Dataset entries
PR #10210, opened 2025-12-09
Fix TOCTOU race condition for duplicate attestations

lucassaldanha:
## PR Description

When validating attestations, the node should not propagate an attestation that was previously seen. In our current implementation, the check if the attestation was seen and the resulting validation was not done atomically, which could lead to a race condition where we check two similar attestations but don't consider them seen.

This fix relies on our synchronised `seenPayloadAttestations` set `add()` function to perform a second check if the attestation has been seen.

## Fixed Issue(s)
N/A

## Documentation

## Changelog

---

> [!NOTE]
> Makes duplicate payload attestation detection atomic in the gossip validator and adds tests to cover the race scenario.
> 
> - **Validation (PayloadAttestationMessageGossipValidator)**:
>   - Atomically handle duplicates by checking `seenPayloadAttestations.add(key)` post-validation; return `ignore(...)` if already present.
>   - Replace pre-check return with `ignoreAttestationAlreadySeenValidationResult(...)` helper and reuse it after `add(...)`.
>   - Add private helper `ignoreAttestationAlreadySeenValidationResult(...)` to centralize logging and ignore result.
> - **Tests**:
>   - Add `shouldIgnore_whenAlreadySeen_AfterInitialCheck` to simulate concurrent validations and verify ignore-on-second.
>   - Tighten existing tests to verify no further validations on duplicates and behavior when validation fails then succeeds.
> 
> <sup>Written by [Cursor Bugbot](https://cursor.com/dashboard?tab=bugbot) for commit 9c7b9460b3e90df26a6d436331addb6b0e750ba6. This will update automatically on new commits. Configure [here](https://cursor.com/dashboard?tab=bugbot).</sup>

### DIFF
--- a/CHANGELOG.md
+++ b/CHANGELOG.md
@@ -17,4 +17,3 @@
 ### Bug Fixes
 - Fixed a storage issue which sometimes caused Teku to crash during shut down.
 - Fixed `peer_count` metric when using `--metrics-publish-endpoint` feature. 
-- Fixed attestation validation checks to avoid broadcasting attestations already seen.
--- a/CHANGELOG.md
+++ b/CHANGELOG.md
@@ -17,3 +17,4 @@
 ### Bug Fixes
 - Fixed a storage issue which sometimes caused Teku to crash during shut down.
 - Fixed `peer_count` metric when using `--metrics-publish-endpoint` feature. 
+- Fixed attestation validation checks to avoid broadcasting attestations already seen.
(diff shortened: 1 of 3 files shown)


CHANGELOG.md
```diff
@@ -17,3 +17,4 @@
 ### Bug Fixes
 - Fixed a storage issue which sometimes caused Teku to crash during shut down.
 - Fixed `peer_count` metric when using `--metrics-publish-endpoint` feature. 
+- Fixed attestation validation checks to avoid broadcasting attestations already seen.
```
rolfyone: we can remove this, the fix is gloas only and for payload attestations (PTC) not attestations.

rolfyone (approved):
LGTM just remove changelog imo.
* * *
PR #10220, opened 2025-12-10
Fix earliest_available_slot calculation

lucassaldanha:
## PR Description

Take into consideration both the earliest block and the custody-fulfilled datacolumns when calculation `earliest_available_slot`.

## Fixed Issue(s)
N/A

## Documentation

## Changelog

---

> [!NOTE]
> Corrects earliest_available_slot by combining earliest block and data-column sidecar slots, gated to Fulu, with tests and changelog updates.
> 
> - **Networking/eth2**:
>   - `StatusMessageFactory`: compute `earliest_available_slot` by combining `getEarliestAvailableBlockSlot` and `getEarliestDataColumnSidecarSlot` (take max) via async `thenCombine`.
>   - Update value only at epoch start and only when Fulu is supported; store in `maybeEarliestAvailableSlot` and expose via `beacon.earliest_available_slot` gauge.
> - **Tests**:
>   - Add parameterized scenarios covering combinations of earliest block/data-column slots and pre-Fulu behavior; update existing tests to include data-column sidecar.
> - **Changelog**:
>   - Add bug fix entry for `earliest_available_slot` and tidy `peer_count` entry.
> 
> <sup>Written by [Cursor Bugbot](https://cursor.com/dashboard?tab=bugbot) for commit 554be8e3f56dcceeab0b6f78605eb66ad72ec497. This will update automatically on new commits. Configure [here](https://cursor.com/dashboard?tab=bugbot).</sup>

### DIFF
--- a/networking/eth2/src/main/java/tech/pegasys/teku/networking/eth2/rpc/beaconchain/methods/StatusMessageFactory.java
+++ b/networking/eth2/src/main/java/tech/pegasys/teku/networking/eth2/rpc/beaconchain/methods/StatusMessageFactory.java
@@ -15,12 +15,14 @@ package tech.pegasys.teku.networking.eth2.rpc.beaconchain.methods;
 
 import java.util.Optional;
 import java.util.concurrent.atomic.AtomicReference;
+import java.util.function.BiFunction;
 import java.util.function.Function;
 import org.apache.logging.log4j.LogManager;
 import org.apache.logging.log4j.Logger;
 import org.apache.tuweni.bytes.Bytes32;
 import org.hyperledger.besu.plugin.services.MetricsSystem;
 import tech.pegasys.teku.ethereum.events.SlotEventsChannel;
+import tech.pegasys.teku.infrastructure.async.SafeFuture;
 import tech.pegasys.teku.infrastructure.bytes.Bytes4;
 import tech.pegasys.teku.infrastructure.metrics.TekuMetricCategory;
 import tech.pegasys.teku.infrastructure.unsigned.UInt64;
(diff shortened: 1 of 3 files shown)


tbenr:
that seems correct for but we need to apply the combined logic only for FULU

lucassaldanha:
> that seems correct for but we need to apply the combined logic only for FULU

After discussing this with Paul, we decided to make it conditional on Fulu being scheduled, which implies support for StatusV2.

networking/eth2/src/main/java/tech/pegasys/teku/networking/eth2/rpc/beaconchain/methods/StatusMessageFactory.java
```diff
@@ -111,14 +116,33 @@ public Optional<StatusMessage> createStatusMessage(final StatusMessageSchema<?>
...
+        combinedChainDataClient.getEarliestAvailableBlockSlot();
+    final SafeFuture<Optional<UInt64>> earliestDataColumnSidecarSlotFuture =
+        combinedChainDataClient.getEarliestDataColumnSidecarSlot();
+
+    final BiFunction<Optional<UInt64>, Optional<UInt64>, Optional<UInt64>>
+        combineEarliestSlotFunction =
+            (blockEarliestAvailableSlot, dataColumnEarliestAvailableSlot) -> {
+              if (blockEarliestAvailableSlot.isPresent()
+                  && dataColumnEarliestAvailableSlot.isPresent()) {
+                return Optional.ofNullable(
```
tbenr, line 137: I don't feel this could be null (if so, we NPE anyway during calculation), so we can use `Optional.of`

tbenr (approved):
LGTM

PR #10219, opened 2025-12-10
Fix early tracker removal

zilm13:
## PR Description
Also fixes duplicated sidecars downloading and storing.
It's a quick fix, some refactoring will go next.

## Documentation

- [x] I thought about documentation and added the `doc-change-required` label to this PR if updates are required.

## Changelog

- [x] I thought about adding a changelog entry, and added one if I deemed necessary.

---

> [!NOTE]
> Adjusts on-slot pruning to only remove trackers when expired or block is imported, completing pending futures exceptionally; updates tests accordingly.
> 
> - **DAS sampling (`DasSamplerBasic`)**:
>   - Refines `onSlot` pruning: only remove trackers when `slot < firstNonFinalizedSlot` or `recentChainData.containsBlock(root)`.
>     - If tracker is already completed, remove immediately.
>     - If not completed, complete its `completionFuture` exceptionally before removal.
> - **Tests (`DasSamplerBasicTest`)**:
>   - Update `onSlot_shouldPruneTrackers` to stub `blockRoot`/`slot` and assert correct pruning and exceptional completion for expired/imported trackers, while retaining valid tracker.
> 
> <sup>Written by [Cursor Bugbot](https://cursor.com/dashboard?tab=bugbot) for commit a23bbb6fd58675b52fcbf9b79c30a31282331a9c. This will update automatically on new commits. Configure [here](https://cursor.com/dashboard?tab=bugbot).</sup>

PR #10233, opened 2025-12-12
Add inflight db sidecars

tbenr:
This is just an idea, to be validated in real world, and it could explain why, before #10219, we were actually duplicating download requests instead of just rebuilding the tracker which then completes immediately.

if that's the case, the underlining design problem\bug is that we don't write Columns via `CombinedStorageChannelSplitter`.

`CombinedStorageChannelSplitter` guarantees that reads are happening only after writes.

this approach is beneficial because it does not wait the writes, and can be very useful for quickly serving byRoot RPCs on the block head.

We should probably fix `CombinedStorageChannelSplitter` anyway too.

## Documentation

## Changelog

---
==
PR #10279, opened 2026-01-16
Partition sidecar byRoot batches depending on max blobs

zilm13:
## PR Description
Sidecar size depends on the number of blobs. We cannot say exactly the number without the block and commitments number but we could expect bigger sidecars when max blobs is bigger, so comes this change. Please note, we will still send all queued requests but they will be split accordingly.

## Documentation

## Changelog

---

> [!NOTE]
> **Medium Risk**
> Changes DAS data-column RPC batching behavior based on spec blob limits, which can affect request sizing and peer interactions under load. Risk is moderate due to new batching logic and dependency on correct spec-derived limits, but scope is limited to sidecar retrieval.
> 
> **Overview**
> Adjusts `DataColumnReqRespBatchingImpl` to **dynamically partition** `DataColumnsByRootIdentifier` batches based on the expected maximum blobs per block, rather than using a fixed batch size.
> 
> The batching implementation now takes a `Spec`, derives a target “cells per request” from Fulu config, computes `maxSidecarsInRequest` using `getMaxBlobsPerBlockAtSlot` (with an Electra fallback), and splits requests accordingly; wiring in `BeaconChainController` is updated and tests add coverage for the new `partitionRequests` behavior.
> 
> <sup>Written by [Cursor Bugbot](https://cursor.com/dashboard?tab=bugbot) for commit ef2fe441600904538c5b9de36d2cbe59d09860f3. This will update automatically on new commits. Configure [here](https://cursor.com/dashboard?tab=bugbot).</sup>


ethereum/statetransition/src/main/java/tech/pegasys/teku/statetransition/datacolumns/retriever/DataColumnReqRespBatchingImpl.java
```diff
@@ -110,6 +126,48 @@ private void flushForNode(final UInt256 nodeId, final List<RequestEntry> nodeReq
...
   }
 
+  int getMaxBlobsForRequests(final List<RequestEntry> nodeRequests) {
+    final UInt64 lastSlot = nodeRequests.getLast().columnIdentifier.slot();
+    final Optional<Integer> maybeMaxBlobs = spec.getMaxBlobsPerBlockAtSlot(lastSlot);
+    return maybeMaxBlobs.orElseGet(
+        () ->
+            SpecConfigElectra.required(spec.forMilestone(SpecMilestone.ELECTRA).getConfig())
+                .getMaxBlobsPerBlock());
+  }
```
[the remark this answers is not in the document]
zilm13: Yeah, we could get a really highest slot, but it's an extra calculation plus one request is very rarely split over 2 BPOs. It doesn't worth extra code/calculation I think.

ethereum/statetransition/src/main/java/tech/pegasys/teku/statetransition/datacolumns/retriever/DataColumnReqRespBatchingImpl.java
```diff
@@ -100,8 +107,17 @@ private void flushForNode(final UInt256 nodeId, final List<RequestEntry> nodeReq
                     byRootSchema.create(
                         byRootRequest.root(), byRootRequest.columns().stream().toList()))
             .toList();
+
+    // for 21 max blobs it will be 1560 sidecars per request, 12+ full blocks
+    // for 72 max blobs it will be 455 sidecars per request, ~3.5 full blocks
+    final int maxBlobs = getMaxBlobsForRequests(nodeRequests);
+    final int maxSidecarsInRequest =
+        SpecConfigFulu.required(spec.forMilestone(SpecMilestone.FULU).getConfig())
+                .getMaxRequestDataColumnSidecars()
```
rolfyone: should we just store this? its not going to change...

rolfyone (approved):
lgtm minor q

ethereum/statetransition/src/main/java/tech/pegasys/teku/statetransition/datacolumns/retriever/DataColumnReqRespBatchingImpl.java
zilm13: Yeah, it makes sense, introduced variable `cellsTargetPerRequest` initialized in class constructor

> **HOW TO COMPLETE THIS TASK**
Report all lines above with "getEarliestAvailableBlockSlot".

> **YOUR SOLUTION**
>   - `StatusMessageFactory`: compute `earliest_available_slot` by combining `getEarliestAvailableBlockSlot` and `getEarliestDataColumnSidecarSlot` (take max) via async `thenCombine`.
+        combinedChainDataClient.getEarliestAvailableBlockSlot();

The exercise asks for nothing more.